::: Material provided :::

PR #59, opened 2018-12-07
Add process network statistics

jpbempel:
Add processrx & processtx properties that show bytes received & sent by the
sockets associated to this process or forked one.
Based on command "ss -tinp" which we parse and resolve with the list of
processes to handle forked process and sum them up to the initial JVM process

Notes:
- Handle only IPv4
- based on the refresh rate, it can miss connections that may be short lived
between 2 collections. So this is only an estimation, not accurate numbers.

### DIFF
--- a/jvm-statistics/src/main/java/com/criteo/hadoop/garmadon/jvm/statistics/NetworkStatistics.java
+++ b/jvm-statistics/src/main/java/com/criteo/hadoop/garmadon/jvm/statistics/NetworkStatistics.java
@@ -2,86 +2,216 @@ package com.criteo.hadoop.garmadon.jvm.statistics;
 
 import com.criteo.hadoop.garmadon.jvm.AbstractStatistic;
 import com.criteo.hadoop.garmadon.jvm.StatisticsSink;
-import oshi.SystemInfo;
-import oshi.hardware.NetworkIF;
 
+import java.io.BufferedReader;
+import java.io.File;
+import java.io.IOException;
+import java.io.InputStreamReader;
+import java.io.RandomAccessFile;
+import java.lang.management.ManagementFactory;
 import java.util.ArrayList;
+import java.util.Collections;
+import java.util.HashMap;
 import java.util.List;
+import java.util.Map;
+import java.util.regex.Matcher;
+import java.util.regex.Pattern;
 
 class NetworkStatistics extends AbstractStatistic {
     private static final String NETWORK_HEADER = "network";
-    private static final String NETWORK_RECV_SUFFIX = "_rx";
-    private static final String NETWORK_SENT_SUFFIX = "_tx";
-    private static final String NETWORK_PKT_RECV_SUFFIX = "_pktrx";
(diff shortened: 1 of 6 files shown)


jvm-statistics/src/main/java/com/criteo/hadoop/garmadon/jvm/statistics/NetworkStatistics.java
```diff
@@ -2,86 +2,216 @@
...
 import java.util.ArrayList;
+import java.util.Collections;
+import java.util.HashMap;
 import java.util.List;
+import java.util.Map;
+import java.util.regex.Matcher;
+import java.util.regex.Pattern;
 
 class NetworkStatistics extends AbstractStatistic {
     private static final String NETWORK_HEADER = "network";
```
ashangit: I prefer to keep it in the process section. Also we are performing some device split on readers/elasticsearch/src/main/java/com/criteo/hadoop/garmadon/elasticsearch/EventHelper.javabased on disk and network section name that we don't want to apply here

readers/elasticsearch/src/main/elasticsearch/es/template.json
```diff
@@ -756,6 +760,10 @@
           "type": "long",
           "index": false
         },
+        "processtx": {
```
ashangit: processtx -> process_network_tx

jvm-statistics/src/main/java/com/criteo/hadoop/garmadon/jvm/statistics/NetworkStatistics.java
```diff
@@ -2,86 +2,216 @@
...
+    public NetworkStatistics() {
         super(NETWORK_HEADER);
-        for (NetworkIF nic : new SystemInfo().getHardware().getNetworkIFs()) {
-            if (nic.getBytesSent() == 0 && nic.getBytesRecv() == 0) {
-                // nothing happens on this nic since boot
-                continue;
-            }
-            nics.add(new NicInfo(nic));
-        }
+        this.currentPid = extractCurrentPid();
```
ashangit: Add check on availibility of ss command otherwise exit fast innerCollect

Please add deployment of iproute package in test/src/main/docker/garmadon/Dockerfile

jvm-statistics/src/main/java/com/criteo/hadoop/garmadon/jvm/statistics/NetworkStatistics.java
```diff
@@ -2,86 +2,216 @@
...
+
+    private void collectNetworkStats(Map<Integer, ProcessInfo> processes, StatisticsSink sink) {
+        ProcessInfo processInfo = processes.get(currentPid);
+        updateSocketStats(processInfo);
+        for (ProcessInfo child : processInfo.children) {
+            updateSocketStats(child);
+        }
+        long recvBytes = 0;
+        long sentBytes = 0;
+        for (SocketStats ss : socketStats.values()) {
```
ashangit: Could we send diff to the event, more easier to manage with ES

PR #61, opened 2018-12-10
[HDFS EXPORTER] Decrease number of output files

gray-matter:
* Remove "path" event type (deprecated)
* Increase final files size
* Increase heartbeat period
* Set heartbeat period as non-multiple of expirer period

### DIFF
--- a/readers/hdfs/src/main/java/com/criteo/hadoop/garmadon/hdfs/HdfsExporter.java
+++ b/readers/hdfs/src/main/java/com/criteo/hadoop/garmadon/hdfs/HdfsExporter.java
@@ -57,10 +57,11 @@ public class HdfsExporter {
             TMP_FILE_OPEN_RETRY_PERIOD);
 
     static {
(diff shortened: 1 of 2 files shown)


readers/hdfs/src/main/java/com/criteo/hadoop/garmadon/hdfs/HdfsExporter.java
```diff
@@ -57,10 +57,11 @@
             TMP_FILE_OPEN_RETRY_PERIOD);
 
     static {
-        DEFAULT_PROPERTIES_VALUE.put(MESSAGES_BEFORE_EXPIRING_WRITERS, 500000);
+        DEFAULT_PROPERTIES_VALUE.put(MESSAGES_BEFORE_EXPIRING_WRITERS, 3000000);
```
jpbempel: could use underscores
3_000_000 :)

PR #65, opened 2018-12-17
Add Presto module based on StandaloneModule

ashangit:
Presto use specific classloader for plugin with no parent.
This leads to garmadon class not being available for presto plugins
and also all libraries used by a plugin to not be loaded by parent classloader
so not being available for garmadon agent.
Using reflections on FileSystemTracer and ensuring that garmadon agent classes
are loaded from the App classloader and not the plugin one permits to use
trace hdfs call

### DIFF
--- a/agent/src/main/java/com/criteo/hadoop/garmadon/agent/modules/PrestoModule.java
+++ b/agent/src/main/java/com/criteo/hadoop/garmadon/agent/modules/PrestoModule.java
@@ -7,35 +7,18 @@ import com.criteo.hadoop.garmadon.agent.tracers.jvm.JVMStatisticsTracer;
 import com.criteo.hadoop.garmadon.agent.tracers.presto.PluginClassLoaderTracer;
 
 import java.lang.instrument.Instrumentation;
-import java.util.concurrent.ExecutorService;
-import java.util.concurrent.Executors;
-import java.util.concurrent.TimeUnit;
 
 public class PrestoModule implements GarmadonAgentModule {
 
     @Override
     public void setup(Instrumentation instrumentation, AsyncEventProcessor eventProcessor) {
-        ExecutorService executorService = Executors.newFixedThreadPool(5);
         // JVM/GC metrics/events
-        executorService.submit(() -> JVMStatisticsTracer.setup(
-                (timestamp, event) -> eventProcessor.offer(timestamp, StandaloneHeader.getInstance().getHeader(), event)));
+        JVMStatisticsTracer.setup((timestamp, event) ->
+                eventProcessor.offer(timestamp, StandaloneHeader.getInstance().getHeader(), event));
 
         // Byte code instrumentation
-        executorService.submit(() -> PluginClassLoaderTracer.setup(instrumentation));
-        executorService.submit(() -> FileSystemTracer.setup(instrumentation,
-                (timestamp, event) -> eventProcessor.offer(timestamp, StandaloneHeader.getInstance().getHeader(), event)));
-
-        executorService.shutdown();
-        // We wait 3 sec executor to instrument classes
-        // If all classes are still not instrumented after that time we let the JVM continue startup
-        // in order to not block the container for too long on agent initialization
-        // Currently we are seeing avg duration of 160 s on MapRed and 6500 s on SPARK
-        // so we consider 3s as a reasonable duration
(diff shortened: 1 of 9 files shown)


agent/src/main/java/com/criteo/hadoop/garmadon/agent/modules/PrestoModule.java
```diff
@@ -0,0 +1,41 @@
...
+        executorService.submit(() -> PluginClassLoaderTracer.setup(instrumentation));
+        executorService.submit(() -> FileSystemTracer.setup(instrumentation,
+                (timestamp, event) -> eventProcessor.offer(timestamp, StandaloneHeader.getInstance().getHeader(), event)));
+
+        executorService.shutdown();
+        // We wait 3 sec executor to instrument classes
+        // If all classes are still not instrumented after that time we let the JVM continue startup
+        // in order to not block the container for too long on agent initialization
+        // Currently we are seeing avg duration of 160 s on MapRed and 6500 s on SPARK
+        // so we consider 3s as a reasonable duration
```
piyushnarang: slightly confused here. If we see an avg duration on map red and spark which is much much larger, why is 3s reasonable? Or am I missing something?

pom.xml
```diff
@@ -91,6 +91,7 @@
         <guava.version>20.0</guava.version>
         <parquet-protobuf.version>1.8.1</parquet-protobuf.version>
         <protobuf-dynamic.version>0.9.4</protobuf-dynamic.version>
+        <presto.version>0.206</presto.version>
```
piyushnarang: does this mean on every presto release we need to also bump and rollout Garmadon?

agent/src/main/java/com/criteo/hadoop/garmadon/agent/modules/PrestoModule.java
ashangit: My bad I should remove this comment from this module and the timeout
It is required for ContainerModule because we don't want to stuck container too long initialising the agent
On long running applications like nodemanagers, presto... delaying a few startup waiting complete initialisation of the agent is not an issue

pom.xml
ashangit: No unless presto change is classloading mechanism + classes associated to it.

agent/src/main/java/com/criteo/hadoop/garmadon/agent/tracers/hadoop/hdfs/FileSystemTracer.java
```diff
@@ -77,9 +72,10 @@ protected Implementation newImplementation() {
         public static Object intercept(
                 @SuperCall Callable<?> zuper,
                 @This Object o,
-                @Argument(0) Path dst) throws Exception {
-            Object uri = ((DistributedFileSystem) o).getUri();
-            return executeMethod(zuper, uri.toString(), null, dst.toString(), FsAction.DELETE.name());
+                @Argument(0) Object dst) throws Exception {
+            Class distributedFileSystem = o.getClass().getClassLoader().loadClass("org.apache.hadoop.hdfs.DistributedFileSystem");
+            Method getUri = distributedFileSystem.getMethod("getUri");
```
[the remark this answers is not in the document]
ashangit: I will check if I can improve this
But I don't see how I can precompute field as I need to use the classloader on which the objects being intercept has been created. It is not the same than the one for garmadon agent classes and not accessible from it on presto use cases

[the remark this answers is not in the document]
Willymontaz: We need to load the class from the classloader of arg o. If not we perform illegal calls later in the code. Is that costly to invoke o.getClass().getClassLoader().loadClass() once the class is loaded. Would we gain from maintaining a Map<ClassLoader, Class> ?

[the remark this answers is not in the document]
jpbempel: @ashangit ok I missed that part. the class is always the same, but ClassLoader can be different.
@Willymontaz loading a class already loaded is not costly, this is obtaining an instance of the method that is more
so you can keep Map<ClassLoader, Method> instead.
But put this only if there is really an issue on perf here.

:::

An exact, complete copy of the lines above from the one with "public class HdfsExporter" through the one with "JVMStatisticsTracer.setup((timestamp, event) ->" is the whole answer.

@@ -57,10 +57,11 @@ public class HdfsExporter {
             TMP_FILE_OPEN_RETRY_PERIOD);
 
     static {
(diff shortened: 1 of 2 files shown)


readers/hdfs/src/main/java/com/criteo/hadoop/garmadon/hdfs/HdfsExporter.java
```diff
@@ -57,10 +57,11 @@
             TMP_FILE_OPEN_RETRY_PERIOD);
 
     static {
-        DEFAULT_PROPERTIES_VALUE.put(MESSAGES_BEFORE_EXPIRING_WRITERS, 500000);
+        DEFAULT_PROPERTIES_VALUE.put(MESSAGES_BEFORE_EXPIRING_WRITERS, 3000000);
```
jpbempel: could use underscores
3_000_000 :)

PR #65, opened 2018-12-17
Add Presto module based on StandaloneModule

ashangit:
Presto use specific classloader for plugin with no parent.
This leads to garmadon class not being available for presto plugins
and also all libraries used by a plugin to not be loaded by parent classloader
so not being available for garmadon agent.
Using reflections on FileSystemTracer and ensuring that garmadon agent classes
are loaded from the App classloader and not the plugin one permits to use
trace hdfs call

### DIFF
--- a/agent/src/main/java/com/criteo/hadoop/garmadon/agent/modules/PrestoModule.java
+++ b/agent/src/main/java/com/criteo/hadoop/garmadon/agent/modules/PrestoModule.java
@@ -7,35 +7,18 @@ import com.criteo.hadoop.garmadon.agent.tracers.jvm.JVMStatisticsTracer;
 import com.criteo.hadoop.garmadon.agent.tracers.presto.PluginClassLoaderTracer;
 
 import java.lang.instrument.Instrumentation;
-import java.util.concurrent.ExecutorService;
-import java.util.concurrent.Executors;
-import java.util.concurrent.TimeUnit;
 
 public class PrestoModule implements GarmadonAgentModule {
 
     @Override
     public void setup(Instrumentation instrumentation, AsyncEventProcessor eventProcessor) {
-        ExecutorService executorService = Executors.newFixedThreadPool(5);
         // JVM/GC metrics/events
-        executorService.submit(() -> JVMStatisticsTracer.setup(
-                (timestamp, event) -> eventProcessor.offer(timestamp, StandaloneHeader.getInstance().getHeader(), event)));
+        JVMStatisticsTracer.setup((timestamp, event) ->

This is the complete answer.